Nossa primeira parada foi em Phakding onde pudemos descansar o resto do dia. Vale lembrar que a distribuição das paradas e o número de horas de caminhada por dia têm que seguir uma regra para uma boa aclimatação. Para o sucesso da expedição e o bem estar do grupo a caminhada deve ser lenta. Para auxiliar na aclimatação, em alguns lugares fica-se dois dias e fazem-se incursões em picos mais altos voltando a dormir na mesma altitude da noite anterior.

Muitas montanhas
Pessegueiros floridos
Vilarejos
Pontes suspensas
Caravanas de bisaks

2º dia – 06/04/11 - Phakding – Namche Bazar – 3.440 msnm

Belos visuais

Belos visuais
Foto: Adilson Moralez

Com um dia excelente a caminhada seguia pelos vilarejos com inúmeros lodges e restaurantes pelo caminho. Nestes dois primeiros dias cruza-se por várias pontes suspensas que foram recentemente refeitas. Hoje estão bem seguras e estáveis, mas ainda é possível ver os restos de algumas antigas que não inspiravam tanta confiança assim.

Outro ponto que chama atenção é o número de animais na trilha. Nos primeiros dias avistam-se mulas, cavalos e “bisaks”, que é um cruzamento do Yak com o boi. Nas altitudes mais elevadas avista-se apenas o Yak, que é muito mais forte e resistente ao frio. São muitas caravanas que cruzam as trilhas o tempo todo.

Em Monjo entramos no Sagarmatha National Park e recebemos a credencial de acesso. Um dos destaques deste trecho é o grande número de árvores floridas. Desde os comuns pessegueiros até o rododentro, uma árvore típica da região.
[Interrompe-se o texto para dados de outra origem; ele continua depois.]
PR #530, opened 2021-12-03
Update default tolerance to 3 minutes

MagsMagnoli:
According to the documentation, tolerances are between '3-5 minutes'. This library is instead validating against 180 milliseconds
This PR updates the default values to 3 minutes

### DIFF
--- a/src/webhooks/webhooks.ts
+++ b/src/webhooks/webhooks.ts
@@ -7,7 +7,7 @@ export class Webhooks {
     payload,
     sigHeader,
     secret,
-    tolerance = 180,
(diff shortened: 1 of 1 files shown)


willmanduffy:
Thanks for this @MagsMagnoli and great catch. We'll have this out in the next release.

willmanduffy (approved):

maxdeviant:
@MagsMagnoli This change is available in [v2.3.0](https://www.npmjs.com/package/@workos-inc/node/v/2.3.0) of the SDK.

PR #562, opened 2022-01-24
Export organization type definitions at top level

cacheonly:
I'm building a wrapper around the WorkOS client in TypeScript and noticed that types such as `Organization` and `CreateOrganizationOptions` are not exported by `@workos-inc/node`. Instead I had to import them from `@workos-inc/node/lib/organizations/interfaces`.


maxdeviant:
Thanks for the PR!

maxdeviant (approved):

PR #573, opened 2022-02-28
Add Organization ID parameter to list directories

sheldonvaughn:
Adds organization id parameter to the list directories pagination options


src/directory-sync/interfaces/list-directories-options.interface.ts
```diff
@@ -2,5 +2,6 @@ import { PaginationOptions } from '../../common/interfaces/pagination-options.in
 
 export interface ListDirectoriesOptions extends PaginationOptions {
   domain?: string;
+  organization?: string;
```
maxdeviant, line 5: This should be `organization_id` to match what the API is expecting:

```suggestion
  organization_id?: string;
```

PR #576, opened 2022-03-08
Add organization_id parameter to listDirectories method

sheldonvaughn:
resolves SUP-267 https://linear.app/workos/issue/SUP-267/node-sdk-add-organization-id-filter-to-list-directories-method


maxdeviant (approved):

src/directory-sync/interfaces/list-directories-options.interface.ts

A caminhada do dia termina às 15h com a chegada à Namche Bazar, o maior e mais charmoso vilarejo do percurso. Há muitas lojas de souvenir, equipamentos (tem até uma filial Mountain Hardware) padarias, pub, etc. Se você esqueceu qualquer coisa para a viagem, certamente encontrará em Namche.

O restante do dia foi utilizado para explorar o local, fazer ligações para a família, acessar internet e conhecer as lojas.

família trabalhando
Entrada do Sagarmatha National Park
Rio de degelo
Sherpas
Sherpa
Chegada à Namche Bazar

3º dia – 07/04/11 - Namche Bazar – 3.440 msnm

Dia de aclimatação

Dia de aclimatação
Foto: Adilson Moralez

Este dia é dedicado a aclimatação e o objetivo é fazer uma caminhada leve até Thamo, nos arredores de Namche. O passeio realmente foi bem leve e muito agradável com várias paradas e muitas fotos.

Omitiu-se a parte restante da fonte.